Introduction
When using the OpenAI Whisper model for transcribing audio, users often encounter the problem of random text generation, known as hallucinations. This issue primarily arises when the input audio contains significant silence or noise. Here, we share an effective method to mitigate this issue based on careful observation and strategic use of prompts.
Problem
The Whisper model tends to transcribe random text when it processes silent or noisy audio segments. This hallucination problem can be particularly troublesome when dealing with entire recordings that include periods of silence or low-level noise.
Observation
During testing, it was observed that adding specific strings to the end of the prompt influenced the model’s hallucinations. To confirm this, the string $$$
was appended to the prompt. The resulting transcriptions frequently included $$$
when hallucinations occurred. Additionally, when the audio was entirely silent, the model returned only $$$
, and for partial silence with noise, it returned $$
followed by random words.
Solution
The solution involves several key steps:
-
Custom Prompt:
Append a specific pattern ($$$
) to the end of the prompt.
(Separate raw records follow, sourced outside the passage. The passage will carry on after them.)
PR #2433, opened 2023-05-29
Change argument order in `factor` and `roots`

lgoettgens:
Implements the changes necessary for https://github.com/thofma/Hecke.jl/pull/1094 and https://github.com/Nemocas/AbstractAlgebra.jl/pull/1374.


fingolfin:
So we get this error, which I believe is because we first need a new Nemo release (and possibly AA release) with the changes there; is that right?
```
Experimental.galois_group: Error During Test at /home/runner/work/Oscar.jl/Oscar.jl/test/Experimental/galois.jl:1
  MethodError: no method matching factor(::Nemo.fpField, ::QQPolyRingElem)
```

PR #2436, opened 2023-05-31
cache automorphism groups of number fields

fieker:
and related:
 - aut grp local fields
 - IdelClassGmodule
 - allow for use of lll-order by changeing ideal parents
 - galois group via cohomolgy: make sure the rcf is normal

### DIFF
--- a/experimental/GModule/GModule.jl
+++ b/experimental/GModule/GModule.jl
@@ -920,6 +920,9 @@ function hom_base(C::_T, D::_T) where _T <: GModule{<:Any, <:Generic.FreeModule{
       #bad prime...
       continue
     end
+    if length(t[1]) == 0
+      return []
+    end
     pv = [findfirst(!iszero, x) for x = t[1]]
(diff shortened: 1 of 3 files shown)


fingolfin (approved):
Fine by me, though I note that none of the new code is exercised by any tests -- because [almost none of the existing code in this file has code coverage](https://app.codecov.io/gh/oscar-system/Oscar.jl/blob/master/experimental/GModule/GaloisCohomology.jl)

Since this is in experimental, that's OK, though I note that a few simple tests would help prevent us from accidentally breaking this code

thofma:
Hm, why `(PermGroup,)` and not just `PermGroup` as the key?

fieker:
On Fri, Jun 02, 2023 at 04:06:47AM -0700, Tommy Hofmann wrote:
> Hm, why `(PermGroup,)` and not just `PermGroup` as the key?
So it's a tuple
either
  PermGroup,    of length 1
or
  PermGroup, field of length 2 if one needs a relative aut grup

PR #2437, opened 2023-06-01
Make abelian closure respect unicode setting

thofma:


src/Rings/AbelianClosure.jl
```diff
@@ -150,22 +150,33 @@ parent(::QQAbElem{NfAbsNSElem}) = _QQAb_sparse
 #
 ################################################################################
 
-_variable(K::QQAbField) = K.s
+function _variable(K::QQAbField)
+  if isdefined(K, :s)
+    return K.s
+  else
+    if Oscar.is_unicode_allowed()
+      return "ζ"
```
ThomasBreuer, line 158: If we want to avoid the explicit `"ζ"`  in the code then we can also write `transcode(String, [UInt16(950)])`.
(The `950` can be computed as `Int(codepoint('ζ'))`.)

ThomasBreuer (approved):
Looks good, thanks.
Thus the "fancy" output shall be avoided not only in the code but also in docstrings.

src/Rings/AbelianClosure.jl
fingolfin: I think this should be fine as-is. At least we have similar things in other places.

This pattern helps to identify when the model generates random text during silent segments.function transcribeAudio(blob) { const formData = new FormData(); formData.append('file', blob); formData.append('model', 'whisper-1'); formData.append('temperature', '0'); formData.append('prompt', `Please transcribe the following audio accurately. technology, innovation, future, AI, $$$`); return fetch('https://api.openai.com/v1/audio/transcriptions', { method: 'POST', headers: { 'Authorization': `Bearer YOUR_API_KEY`, }, body: formData }).then(response => response.json()); }
-
Pattern Detection:
Use a regular expression to detect and filter out responses containing$$$
or$$
followed by random words. This ensures that only valid transcriptions are processed further.function bypassDollarStrings(s) { const pattern = /^(?!.*\$\$).*/; return pattern.test(s); }
-
Retry Mechanism:
Set up a retry mechanism that restarts the transcription process if the response contains the$$$
or$$
pattern, indicating hallucination.
Conclusion
This approach leverages specific prompt patterns and a retry mechanism to effectively mitigate hallucinations in OpenAI Whisper transcriptions. By using these techniques, you can significantly improve the reliability of transcriptions, especially in recordings with periods of silence or noise.